The task — Word for word, restate the entries below from their first line through the line that contains "- add replicator".

Top of Data extract

PR #1789, opened 2018-12-04
Document Replication Eventing

Sandychuang8:
- add replicator progress level enum, document replicated status class, change name from document error to document ended and fire replicated ended when document replicated.

- add document replicated listener, and listener token, document replicated update class setter/getter progress level, allow user to add/remove replication listener.

- add unit test to test push/pull document replicated.

### DIFF
--- a/android/CouchbaseLite/src/androidTest/java/com/couchbase/lite/ReplicatorWithSyncGatewayDBTest.java
+++ b/android/CouchbaseLite/src/androidTest/java/com/couchbase/lite/ReplicatorWithSyncGatewayDBTest.java
@@ -31,6 +31,7 @@ import java.io.IOException;
 import java.io.InputStream;
 import java.net.URI;
 import java.net.URISyntaxException;
+import java.util.ArrayList;
 import java.util.Arrays;
 import java.util.List;
 import java.util.Locale;
@@ -58,9 +59,11 @@ import static org.junit.Assert.fail;
  * configuration file.
  */
 public class ReplicatorWithSyncGatewayDBTest extends BaseReplicatorTest {
+
     public static final MediaType JSON = MediaType.parse("application/json; charset=utf-8");
 
     private static final String DB_NAME = "db";
+    private List<DocumentReplicatedUpdate> replicationEvents = new ArrayList<DocumentReplicatedUpdate>();
 
     @Before
     public void setUp() throws Exception {
@@ -609,5 +612,80 @@ public class ReplicatorWithSyncGatewayDBTest extends BaseReplicatorTest {
 
         // "because the replicator was reset"
         assertEquals(2L, db.getCount());
+    }
+
+    @Test
+    public void testReplicationListenerForDocumentEndedStatus() throws URISyntaxException, InterruptedException, CouchbaseLiteException {
+        if (!config.replicatorTestsEnabled())
+            return;
+
+        boolean ret = false;
+        MutableDocument doc1 = new MutableDocument("doc1");
+        doc1.setString("name", "Tiger");
+        db.save(doc1);
+
+        // target SG URI
+        Endpoint target = getRemoteEndpoint(DB_NAME, false);
+
+        // Push replicate from db to SG
+        ReplicatorConfiguration config = makeConfig(true, true, true, this.otherDB, target);//push n pull
+
+        repl = new Replicator(config);
+        final CountDownLatch latch = new CountDownLatch(1);
+        ListenerToken replicationListener = repl.addReplicationListener(executor, new DocumentReplicatedListener() {
+            @Override
+            public void replicated(DocumentReplicatedUpdate update) {
+                replicationEvents.add(update);
+            }
+        });
+
+        ListenerToken token = repl.addChangeListener(executor, new ReplicatorChangeListener() {
+            @Override
+            public void changed(ReplicatorChange change) {
+                Replicator.Status status = change.getStatus();
+                CouchbaseLiteException error = status.getError();
+                final String kActivityNames[] = {"stopped", "offline", "connecting", "idle", "busy"};
+                Log.i(TAG, "ReplicatorChangeListener.changed() status: %s (%d / %d), lastError = %s",
+                        kActivityNames[status.getActivityLevel().getValue()],
+                        status.getProgress().getCompleted(), status.getProgress().getTotal(),
+                        error);
+                //isContinuous
+                if (status.getActivityLevel() == Replicator.ActivityLevel.IDLE &&
+                        status.getProgress().getCompleted() == status.getProgress().getTotal()) {
+
+                    assertNull(error);
+
+                    latch.countDown();
+                }
+            }
+
+        });
+
+        repl.start();
+
+        MutableDocument doc2 = new MutableDocument("doc2");
+        doc2.setString("name", "Cat");
+        otherDB.save(doc2);
+
+        try {
+           ret  = latch.await(30, TimeUnit.SECONDS); //wait 30 sec
+        } catch (Exception e){
+            repl.stop();
+            throw e;
+        } finally{
+            assertTrue(ret);
+            repl.removeChangeListener(token);
+            repl.removeChangeListener(replicationListener);
+        }
+
+        assertEquals(replicationEvents.size(),2);
+        for (DocumentReplicatedUpdate d:replicationEvents
+             ) {
+            if(d.getStatus().getPushingFlag() == true && d.getStatus().getCompletedFlag() == true){
+                assertEquals(d.getStatus().getDocId(),"doc1");
+            } else if(d.getStatus().getCompletedFlag() == false && d.getStatus().getCompletedFlag() == true){
+                assertEquals(d.getStatus().getDocId(),"doc2");
+            }
+        }
     }
 }
--- a/android/CouchbaseLite/src/androidTest/java/com/couchbase/lite/ReplicatorWithSyncGatewayDBTest.java
+++ b/android/CouchbaseLite/src/androidTest/java/com/couchbase/lite/ReplicatorWithSyncGatewayDBTest.java
@@ -31,7 +31,6 @@ import java.io.IOException;
 import java.io.InputStream;
 import java.net.URI;
 import java.net.URISyntaxException;
-import java.util.ArrayList;
 import java.util.Arrays;
 import java.util.List;
 import java.util.Locale;
--- a/android/CouchbaseLite/src/androidTest/java/com/couchbase/lite/ReplicatorWithSyncGatewayDBTest.java
+++ b/android/CouchbaseLite/src/androidTest/java/com/couchbase/lite/ReplicatorWithSyncGatewayDBTest.java
@@ -63,7 +63,6 @@ public class ReplicatorWithSyncGatewayDBTest extends BaseReplicatorTest {
     public static final MediaType JSON = MediaType.parse("application/json; charset=utf-8");
 
     private static final String DB_NAME = "db";
-    private List<DocumentReplicatedUpdate> replicationEvents = new ArrayList<DocumentReplicatedUpdate>();
 
     @Before
     public void setUp() throws Exception {
@@ -612,80 +611,5 @@ public class ReplicatorWithSyncGatewayDBTest extends BaseReplicatorTest {
 
         // "because the replicator was reset"
         assertEquals(2L, db.getCount());
-    }
-
-    @Test
-    public void testReplicationListenerForDocumentEndedStatus() throws URISyntaxException, InterruptedException, CouchbaseLiteException {
-        if (!config.replicatorTestsEnabled())
-            return;
-
-        boolean ret = false;
-        MutableDocument doc1 = new MutableDocument("doc1");
-        doc1.setString("name", "Tiger");
-        db.save(doc1);
-
-        // target SG URI
-        Endpoint target = getRemoteEndpoint(DB_NAME, false);
-
-        // Push replicate from db to SG
-        ReplicatorConfiguration config = makeConfig(true, true, true, this.otherDB, target);//push n pull
-
-        repl = new Replicator(config);
-        final CountDownLatch latch = new CountDownLatch(1);
-        ListenerToken replicationListener = repl.addReplicationListener(executor, new DocumentReplicatedListener() {
-            @Override
-            public void replicated(DocumentReplicatedUpdate update) {
-                replicationEvents.add(update);
-            }
-        });
-
-        ListenerToken token = repl.addChangeListener(executor, new ReplicatorChangeListener() {
-            @Override
-            public void changed(ReplicatorChange change) {
-                Replicator.Status status = change.getStatus();
-                CouchbaseLiteException error = status.getError();
-                final String kActivityNames[] = {"stopped", "offline", "connecting", "idle", "busy"};
-                Log.i(TAG, "ReplicatorChangeListener.changed() status: %s (%d / %d), lastError = %s",
-                        kActivityNames[status.getActivityLevel().getValue()],
-                        status.getProgress().getCompleted(), status.getProgress().getTotal(),
-                        error);
-                //isContinuous
-                if (status.getActivityLevel() == Replicator.ActivityLevel.IDLE &&
-                        status.getProgress().getCompleted() == status.getProgress().getTotal()) {
-
-                    assertNull(error);
-
-                    latch.countDown();
-                }
-            }
-
-        });
-
-        repl.start();
-
-        MutableDocument doc2 = new MutableDocument("doc2");
-        doc2.setString("name", "Cat");
-        otherDB.save(doc2);
-
-        try {
-           ret  = latch.await(30, TimeUnit.SECONDS); //wait 30 sec
-        } catch (Exception e){
-            repl.stop();
-            throw e;
-        } finally{
-            assertTrue(ret);
-            repl.removeChangeListener(token);
-            repl.removeChangeListener(replicationListener);
-        }
-
-        assertEquals(replicationEvents.size(),2);
-        for (DocumentReplicatedUpdate d:replicationEvents
-             ) {
-            if(d.getStatus().getPushingFlag() == true && d.getStatus().getCompletedFlag() == true){
-                assertEquals(d.getStatus().getDocId(),"doc1");
-            } else if(d.getStatus().getCompletedFlag() == false && d.getStatus().getCompletedFlag() == true){
-                assertEquals(d.getStatus().getDocId(),"doc2");
-            }
-        }
     }
 }
--- a/android/CouchbaseLite/src/ce/java/com/couchbase/lite/ReplicatorConfiguration.java
+++ b/android/CouchbaseLite/src/ce/java/com/couchbase/lite/ReplicatorConfiguration.java
@@ -43,6 +43,7 @@ public final class ReplicatorConfiguration {
     static final String kC4ReplicatorCheckpointInterval = "checkpointInterval"; // How often to checkpoint, in seconds; number
     static final String kC4ReplicatorOptionRemoteDBUniqueID = "remoteDBUniqueID"; // How often to checkpoint, in seconds; number
     static final String kC4ReplicatorResetCheckpoint = "reset"; // reset remote checkpoint
+    static final String kC4ReplicatorOptionProgressLevel = "progress";  //< If >=1, notify on every doc; if >=2, on every attachment (int)
 
     // Auth dictionary keys:
     static final String kC4ReplicatorAuthType = "type"; // Auth property; string
@@ -94,6 +95,7 @@ public final class ReplicatorConfiguration {
     private byte[] pinnedServerCertificate = null;
     private List<String> channels = null;
     private List<String> documentIDs = null;
+    private ReplicatorProgressLevel progressLevel = ReplicatorProgressLevel.OVERALL;
 
     //---------------------------------------------
     // Constructors
@@ -110,6 +112,7 @@ public final class ReplicatorConfiguration {
         this.headers = config.headers;
         this.channels = config.channels;
         this.documentIDs = config.documentIDs;
+        this.progressLevel = config.progressLevel;
     }
 
     public ReplicatorConfiguration(Database database, Endpoint target) {
@@ -224,6 +227,13 @@ public final class ReplicatorConfiguration {
         return this;
     }
 
+    public ReplicatorConfiguration setProgressLevel(ReplicatorProgressLevel level){
+        if(readonly)
+            throw new IllegalStateException("ReplicatorConfiguration is readonly mode.");
+        this.progressLevel = level;
+        return this;
+    }
+
     //---------------------------------------------
     // Getters
     //---------------------------------------------
@@ -294,6 +304,8 @@ public final class ReplicatorConfiguration {
     public List<String> getDocumentIDs() {
         return documentIDs;
     }
+
+    public ReplicatorProgressLevel getProgressLevel() { return  progressLevel; }
 
     //---------------------------------------------
     // Package level access
--- a/android/CouchbaseLite/src/ce/java/com/couchbase/lite/ReplicatorConfiguration.java
+++ b/android/CouchbaseLite/src/ce/java/com/couchbase/lite/ReplicatorConfiguration.java
@@ -69,6 +69,18 @@ public final class ReplicatorConfiguration {
         PULL
     }
 
+    /**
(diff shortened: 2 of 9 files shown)


android/CouchbaseLite/src/ce/java/com/couchbase/lite/ReplicatorConfiguration.java
```diff
@@ -82,6 +95,7 @@
     private byte[] pinnedServerCertificate = null;
     private List<String> channels = null;
     private List<String> documentIDs = null;
+    private ReplicatorProgressLevel progressLevel = ReplicatorProgressLevel.OVERALL;
```
pasin: This should belong to AbstractReplicator not ReplicatorConfiguration.

android/CouchbaseLite/src/ce/java/com/couchbase/lite/ReplicatorConfiguration.java
```diff
@@ -212,6 +227,13 @@ public ReplicatorConfiguration setDocumentIDs(List<String> documentIDs) {
         return this;
     }
 
+    public ReplicatorConfiguration setProgressLevel(ReplicatorProgressLevel level){
```
pasin: We don't allow users to set the progress level. Please remove from the API.

android/CouchbaseLite/src/ce/java/com/couchbase/lite/ReplicatorConfiguration.java
```diff
@@ -283,6 +305,8 @@ public Authenticator getAuthenticator() {
         return documentIDs;
     }
 
+    public ReplicatorProgressLevel getProgressLevel() { return  progressLevel; }
```
pasin: We don't allow user to set/get the progress level. Please remove this.

android/CouchbaseLite/src/ce/java/com/couchbase/lite/ReplicatorConfiguration.java
```diff
@@ -212,6 +227,13 @@ public ReplicatorConfiguration setDocumentIDs(List<String> documentIDs) {
         return this;
     }
 
+    public ReplicatorConfiguration setProgressLevel(ReplicatorProgressLevel level){
+        if(readonly)
+            throw new IllegalStateException("ReplicatorConfiguration is readonly mode.");
+        this.progressLevel = level;
```
pasin: This doesn't belong here. Please remove.

shared/src/main/java/com/couchbase/lite/AbstractReplicator.java
```diff
@@ -224,6 +225,65 @@ Status copy() {
         }
     }
 
+    /**
+     * Document ended progress of a replicator.
+     */
+    public final static class DocumentReplicatedStatus {
```
pasin: 1. The correct name is DocumentReplication.
2. The correct API is here : https://github.com/couchbaselabs/couchbase-lite-apiv2/blob/master/spec/spec/Replicator/Replicator.swift#L67-L72.
3. Please extract the class to its own java file.

shared/src/main/java/com/couchbase/lite/AbstractReplicator.java
```diff
@@ -371,6 +433,44 @@ public void removeChangeListener(ListenerToken token) {
         }
     }
 
+    /**
+     * Set the given DocumentReplicatedListener to the this replicator.
+     *
+     * @param listener
+     * @return ListenerToken A token to remove the handler later
+     */
+    public ListenerToken addReplicationListener(DocumentReplicatedListener listener) {
```
pasin: The correct signature is `addDocumentReplicationListener(DocumentReplicationListener listener)`.

shared/src/main/java/com/couchbase/lite/AbstractReplicator.java
```diff
@@ -371,6 +433,44 @@ public void removeChangeListener(ListenerToken token) {
...
+        return addReplicationListener(null, listener);
+    }
+
+    /**
+     * Set the given DocumentReplicatedListener to the this replicator.
+     *
+     * @param listener
+     */
+    public ListenerToken addReplicationListener(Executor executor, DocumentReplicatedListener listener) {
```
pasin: The correct signature is `addDocumentReplicationListener(Executor executor, DocumentReplicationListener listener)`.

shared/src/main/java/com/couchbase/lite/AbstractReplicator.java
```diff
@@ -371,6 +433,44 @@ public void removeChangeListener(ListenerToken token) {
...
+            DocumentReplicatedListenerToken token = new DocumentReplicatedListenerToken(executor, listener);
+            docEndedListenerTokens.add(token);
+            return token;
+        }
+    }
+
+    /**
+     * Remove the given DocumentReplicatedListener from the this replicator.
+     */
+    public void removeReplicationListener(ListenerToken token) {
```
pasin: We don't have a specific removeReplicationListener(token). Please change removeChangeListener(token) to be able to remove DocumentReplicationListener as well.

shared/src/main/java/com/couchbase/lite/AbstractReplicator.java
```diff
@@ -371,6 +433,44 @@ public void removeChangeListener(ListenerToken token) {
...
+        synchronized (lock) {
+            if (token == null || !(token instanceof DocumentReplicatedListenerToken))
+                throw new IllegalArgumentException();
+            this.config.setProgressLevel(ReplicatorConfiguration.ReplicatorProgressLevel.OVERALL);
```
pasin: This logic is also not correct because there could be multiple `DocumentReplicationListener` added so need to set to `OVERALL` only when all of the `DocumentReplicationListener` objects added were removed.

shared/src/main/java/com/couchbase/lite/AbstractReplicator.java
```diff
@@ -513,13 +613,13 @@ public void run() {
             }
 
             @Override
-            public void documentError(C4Replicator repl, final boolean pushing, final String docID, final C4Error error, final boolean trans, Object context) {
+            public void documentEnded(C4Replicator repl, final boolean pushing, final String docID, final C4Error error, final boolean trans, Object context) {
```
pasin: This signature seems to be old. Please update LiteCore.

shared/src/main/java/com/couchbase/lite/AbstractReplicator.java
```diff
@@ -563,6 +663,13 @@ private void documentError(boolean pushing, String docID, C4Error error, boolean
             Log.i(TAG, "C4ReplicatorListener.documentError() pushing -> %s, docID -> %s, error -> %s, trans -> %s", pushing ? "true" : false, docID, error, trans ? "true" : false);
             // TODO: Should pass error along to listener
         }
+
+        if(error.getDomain()==0 && error.getCode()==0){
+            //DocumentReplicatedStatus status = new DocumentReplicatedStatus(true, pushing, docID);
+            c4ReplListener.documentEnded(c4repl, pushing, docID,
```
pasin: This seems to be incorrect. Instead we need to notify the listener added to the replicator.

shared/src/main/java/com/couchbase/lite/DocumentReplicatedListener.java
```diff
@@ -0,0 +1,10 @@
+package com.couchbase.lite;
+
+public interface DocumentReplicatedListener {
```
pasin: The correct name is `DocumentReplicationListener`.

shared/src/main/java/com/couchbase/lite/DocumentReplicatedListener.java
```diff
@@ -0,0 +1,10 @@
...
+    /**
+     * The callback function from Replicator
+     *
+     * @param update the Document replicated information
+     */
+    void replicated(DocumentReplicatedUpdate update);
```
pasin: The correct class is DocumentReplication.

shared/src/main/java/com/couchbase/lite/AbstractReplicator.java
pasin: After all, I think we don't need this class as there is another one below called `DocumentReplicatedUpdate`.

shared/src/main/java/com/couchbase/lite/DocumentReplicatedUpdate.java
```diff
@@ -0,0 +1,34 @@
+package com.couchbase.lite;
+
+public final class DocumentReplicatedUpdate {
```
pasin: 1. The correct name is DocumentReplication.
2. The correct API is here : https://github.com/couchbaselabs/couchbase-lite-apiv2/blob/master/spec/spec/Replicator/Replicator.swift#L67-L72.

shared/src/main/java/com/couchbase/lite/ReplicatorChangeListenerToken.java
```diff
@@ -43,3 +43,28 @@ Executor getExecutor() {
         return executor != null ? executor : DefaultExecutor.instance();
     }
 }
+
+final class DocumentReplicatedListenerToken implements ListenerToken {
```
pasin: Please change the name to DocumentReplicationListenerToken.

android/CouchbaseLite/src/androidTest/java/com/couchbase/lite/ReplicatorWithSyncGatewayDBTest.java
```diff
@@ -31,6 +31,7 @@
 import java.io.InputStream;
 import java.net.URI;
 import java.net.URISyntaxException;
+import java.util.ArrayList;
```
pasin: Not sure if this is needed.

shared/src/main/java/com/couchbase/lite/AbstractReplicator.java
Sandychuang8: DocumentReplicatedListener is listen for document replicated event, so shouldn't DocumentReplicatedListener be better?

shared/src/main/java/com/couchbase/lite/AbstractReplicator.java
```diff
@@ -687,17 +629,20 @@ private void documentEnded(boolean pushing, String docID, String revID, int flag
                 Log.e(TAG, "Failed to resolveConflict: docID -> %s", ex, docID);
                 // TODO: Should pass error along to listener
```
pasin: We need to send DocumentReplication as an error for this case as well.

shared/src/main/java/com/couchbase/lite/AbstractReplicator.java
```diff
@@ -687,17 +629,20 @@ private void documentEnded(boolean pushing, String docID, String revID, int flag
...
             }
-        } else {
+        } else if(error.getDomain()==0 && error.getCode()==0) {
```
pasin: We should notify when there is an error as well.

shared/src/main/java/com/couchbase/lite/DocumentReplicatedListener.java
pasin: The class name hasn't been correct yet. Could you change it to DocumentReplicationListener?

shared/src/main/java/com/couchbase/lite/DocumentReplicatedUpdate.java
pasin: The class name is still incorrect. Could you please cross-check with the API spec?

shared/src/main/java/com/couchbase/lite/DocumentReplicatedUpdate.java
```diff
@@ -0,0 +1,100 @@
...
+    private boolean isDeleted = false;
+    private boolean pushing = false;
+    private String docId = "";
+
+    //---------------------------------------------
+    // Constructors
+    //---------------------------------------------
+    DocumentReplicatedUpdate(Replicator replicator, boolean completed, boolean isDeleted, boolean pushing, String docId) {
+        this.replicator = replicator;
+        this.completed = completed;
```
pasin: We don't have completed in the API spec.

shared/src/main/java/com/couchbase/lite/ReplicatorChangeListenerToken.java
pasin: Could you change the name to DocumentReplicationListenerToken?

shared/src/main/java/com/couchbase/lite/AbstractReplicator.java
```diff
@@ -361,13 +399,41 @@ public ListenerToken addChangeListener(Executor executor, ReplicatorChangeListen
...
-     * Remove the given ReplicatorChangeListener from the this replicator.
+     * Remove the given ReplicatorChangeListener or DocumentReplicatedListener from the this replicator.
      */
     public void removeChangeListener(ListenerToken token) {
         synchronized (lock) {
-            if (token == null || !(token instanceof ReplicatorChangeListenerToken))
+            if (token == null || (!(token instanceof ReplicatorChangeListenerToken) && !(token instanceof DocumentReplicatedListenerToken)))
                 throw new IllegalArgumentException();
-            changeListenerTokens.remove(token);
+            if(docEndedListenerTokens.remove(token)==true) {
```
pasin: I think this should check the size instead of the result of remove as below.

```Java
docEndedListenerTokens.remove(token);
if (docEndedListenerTokens.size() == 0) {
    setProgressLevel(ReplicatorProgressLevel.OVERALL);
}
```

Sandychuang8: question, is setProgressLevel(ReplicatorProgressLevel.OVERALL); expensive? if (docEndedListenerTokens.size() == 0) check will be access many times even the doc Ended listener was never added...

pasin: I’m not sure I understand your point. It’s not about performance here. The reason to set the progress level to overall when the size of docEndedListenerToken set is zero because there could be more than one listener added; set to overall should be done when all listeners are removed.

shared/src/main/java/com/couchbase/lite/DocumentReplication.java
```diff
@@ -0,0 +1,133 @@
...
+     * The current document replication direction flag.
+     */
+    public boolean isPush() {
+        return pushing;
+    }
+
+    /**
+     * The current document id.
+     */
+    public String getDocumentId() {
```
pasin: should be getDocumentID() for consistency with the other parts of the API.

shared/src/main/java/com/couchbase/lite/DocumentReplication.java
```diff
@@ -0,0 +1,133 @@
...
+        return docId;
+    }
+
+    /**
+     * The current document revision id.
+     */
+    public String getRevisionId() {
```
pasin: Please remove. We don't have this in the API.

shared/src/main/java/com/couchbase/lite/DocumentReplication.java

Bottom of Data extract

Exercise result —
PR #1789, opened 2018-12-04
Document Replication Eventing

Sandychuang8:
- add replicator progress level enum, document replicated status class, change name from document error to document ended and fire replicated ended when document replicated.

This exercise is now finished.